My daughter had a homework problem the other day that gave the frequencies of several Fourier components and asked her to find the fundamental frequency. The numbers were nice enough that brute force worked, and I’m sure that’s what students were expected to do. But this could easily be a much more sophisticated problem.
If the frequencies are all integers and exact multiples of a fundamental frequency, you can simply take the greatest common divisor of the frequencies. If you’re told the frequencies are 1760, 2200, and 3080, then the fundamental frequency is apparently 440 since that’s the greatest common divisor.
But what if the data are a little different? Say the highest pitch is 3081. Surely 440 should still be considered the fundamental frequency, even though now the greatest common divisor of the frequencies would be 1 Hz. What if the highest frequency was 3078 + π? Surely the fundamental frequency is still 440 for practical purposes.
And what might these practical purposes be? One purpose might be pitch detection. When several frequencies are combined that are small integer multiples of a fundamental frequency, we perceive the combination as having pitch given by that fundamental.
For something like a guitar string, the frequency components are close to small integer multiples of a fundamental frequency. But for something like a church bell, the frequencies don’t line up so neatly, though there’s still a clearly perceived pitch. For something like a metal mixing bowl, it may be difficulty to predict what pitch a person will hear when something strikes the bowl.
One complication we haven’t addressed yet is that the fundamental frequency will not be unique without some constraint. In the example above, the frequencies were all multiples of 440, but they’re also all multiples of 440/n for every positive integer n. We might get around this by specifying some lower bound on the fundamental frequency. Or we could say that all other things being equal, we want the largest candidate for the fundamental frequency.
We could formulate the problem of finding the fundamental frequency as an optimization problem. For example, we could form a mixed integer program. Suppose we have three frequencies f1, f2, and f3. We could find a fundamental frequency f and integers n1, n2, and n3 that minimize
(f1 − n1 f)² + (f2 − n2 f)² + (f3 − n3 f)²
subject to a lower bound on f.
We can eliminate the explicit dependence on the integer coefficients by minimizing
(f1/f − [f1/f])² + (f2/f − [f2/f])² + (f3/f − [f3/f])² .
where [x] denotes nearest integer to x. The first formulation has a more common form. The latter has a more complicated objective function, but it’s only a function of one variable.
Here’s what the latter looks like for frequencies 1760, 2200, and 3080.
Clearly there’s a minimum at 440 Hz.
Here’s the same plot with 10% random noise [1] added to each frequency: 1701, 2368, and 3339.
Now there’s a minimum near 336, but the local minimum at 566 is nearly as good.
Related posts
[1] There are a couple reasons you might want to solve a problem like this. Maybe your frequencies really are integer multiples of a fundamental frequency, but there is measurement error. Another is that the frequencies are not exactly multiples of a fundamental, as when striking a bell or a mixing bowl. How might you formulate the two cases differently?

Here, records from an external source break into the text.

PR #1636, opened 2021-06-10
fix(TPC): fix local resolution/fps stats.

jallamsetty1:
Browsers do not generate a 'msid' attribute for ssrcs in unified plan mode, use mediaType as a key for the TrackSSRCInfo map.

### DIFF
--- a/modules/RTC/TraceablePeerConnection.js
+++ b/modules/RTC/TraceablePeerConnection.js
@@ -1156,23 +1156,13 @@ TraceablePeerConnection.prototype._removeRemoteTrackById = function(
 };
 
 /**
- * @typedef {Object} SSRCGroupInfo
- * @property {Array<number>} ssrcs group's SSRCs
- * @property {string} semantics
- */
-/**
- * @typedef {Object} TrackSSRCInfo
- * @property {Array<number>} ssrcs track's SSRCs
- * @property {Array<SSRCGroupInfo>} groups track's SSRC groups
- */
-/**
- * Returns map with keys msid and <tt>TrackSSRCInfo</tt> values.
- * @param {Object} desc the WebRTC SDP instance.
+ * Returns a map with keys msid/mediaType and <tt>TrackSSRCInfo</tt> values.
+ * @param {RTCSessionDescription} desc the local description.
  * @return {Map<string,TrackSSRCInfo>}
  */
-function extractSSRCMap(desc) {
+TraceablePeerConnection.prototype._extractSSRCMap = function(desc) {
     /**
-     * Track SSRC infos mapped by stream ID (msid)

It would be interesting to compare the first plot with an average over all possible realizations of the plot with 10% noise. Are they identical? If not, at what value of the noise do they stop being identical?
In other words, does a large collection of defective church bells produce the same qualitative sound as the same number of ideal church bells? How defective can these church bells be?
Hi John. Do you have any references for the construction and solution of the two optimizations you suggest?
Thanks
I made up the construction in the blog post. It’s probably not original.
If you want to do pitch detection, then you have a much more difficult problem than solving a mathematically clean optimization problem. What do people perceive as the fundamental? We know that doesn’t have a unique answer. You’d have to settle for saying what most people perceive as the fundamental under these circumstances, or saying something about the range of perceptions and how common each is etc.
If you have clean, approximately harmonic frequency ratios then there’s broad agreement regarding the pitch. But if the ratios are much messier, as they often are with bells, there’s less agreement. It would probably be hard to say, for example, what pitch people heard when the Liberty Bell rang.